(Stored data entries)
######

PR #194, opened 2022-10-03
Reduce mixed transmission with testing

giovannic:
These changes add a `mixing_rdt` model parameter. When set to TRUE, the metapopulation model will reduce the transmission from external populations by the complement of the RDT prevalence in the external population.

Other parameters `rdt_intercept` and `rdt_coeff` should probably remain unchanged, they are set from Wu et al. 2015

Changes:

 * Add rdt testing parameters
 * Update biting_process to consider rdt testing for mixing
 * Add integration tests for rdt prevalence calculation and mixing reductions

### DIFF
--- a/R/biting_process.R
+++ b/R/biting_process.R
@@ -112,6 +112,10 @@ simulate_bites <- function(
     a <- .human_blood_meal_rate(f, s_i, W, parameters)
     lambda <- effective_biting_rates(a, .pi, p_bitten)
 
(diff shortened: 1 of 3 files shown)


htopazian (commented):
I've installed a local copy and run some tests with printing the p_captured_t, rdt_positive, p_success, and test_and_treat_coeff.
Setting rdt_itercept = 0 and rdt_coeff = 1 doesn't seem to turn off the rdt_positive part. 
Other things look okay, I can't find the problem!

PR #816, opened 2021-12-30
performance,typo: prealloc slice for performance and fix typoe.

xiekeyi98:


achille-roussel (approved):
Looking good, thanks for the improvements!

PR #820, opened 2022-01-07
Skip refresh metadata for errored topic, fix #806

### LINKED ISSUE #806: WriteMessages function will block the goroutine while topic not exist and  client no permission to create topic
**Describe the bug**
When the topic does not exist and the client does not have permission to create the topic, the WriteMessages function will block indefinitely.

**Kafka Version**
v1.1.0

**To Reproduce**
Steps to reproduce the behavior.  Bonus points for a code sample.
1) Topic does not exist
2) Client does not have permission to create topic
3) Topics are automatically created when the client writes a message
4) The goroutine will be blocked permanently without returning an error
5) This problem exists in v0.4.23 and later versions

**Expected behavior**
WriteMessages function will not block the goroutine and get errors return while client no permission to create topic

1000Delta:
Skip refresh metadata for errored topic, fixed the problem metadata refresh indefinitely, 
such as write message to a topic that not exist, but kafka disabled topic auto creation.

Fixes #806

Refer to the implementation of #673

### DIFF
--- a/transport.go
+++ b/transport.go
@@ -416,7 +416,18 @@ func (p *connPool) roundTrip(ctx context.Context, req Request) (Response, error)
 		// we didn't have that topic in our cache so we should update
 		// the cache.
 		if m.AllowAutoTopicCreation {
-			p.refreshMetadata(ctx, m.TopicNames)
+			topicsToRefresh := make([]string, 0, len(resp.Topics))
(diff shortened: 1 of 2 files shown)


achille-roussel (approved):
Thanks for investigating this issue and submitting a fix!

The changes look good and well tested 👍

######

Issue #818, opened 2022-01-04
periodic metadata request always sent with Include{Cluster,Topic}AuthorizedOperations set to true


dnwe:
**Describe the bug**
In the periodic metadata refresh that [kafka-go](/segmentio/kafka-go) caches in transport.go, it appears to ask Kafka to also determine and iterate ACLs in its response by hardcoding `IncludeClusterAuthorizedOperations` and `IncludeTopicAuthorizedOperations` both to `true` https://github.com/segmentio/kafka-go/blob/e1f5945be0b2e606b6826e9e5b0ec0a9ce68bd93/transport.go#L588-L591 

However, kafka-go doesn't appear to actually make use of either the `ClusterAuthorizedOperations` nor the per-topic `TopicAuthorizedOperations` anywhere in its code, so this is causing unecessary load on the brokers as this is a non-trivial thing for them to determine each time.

######

What lines above hold the word "goroutine"? List them all.

_TASK RESULT_:
### LINKED ISSUE #806: WriteMessages function will block the goroutine while topic not exist and  client no permission to create topic
4) The goroutine will be blocked permanently without returning an error
WriteMessages function will not block the goroutine and get errors return while client no permission to create topic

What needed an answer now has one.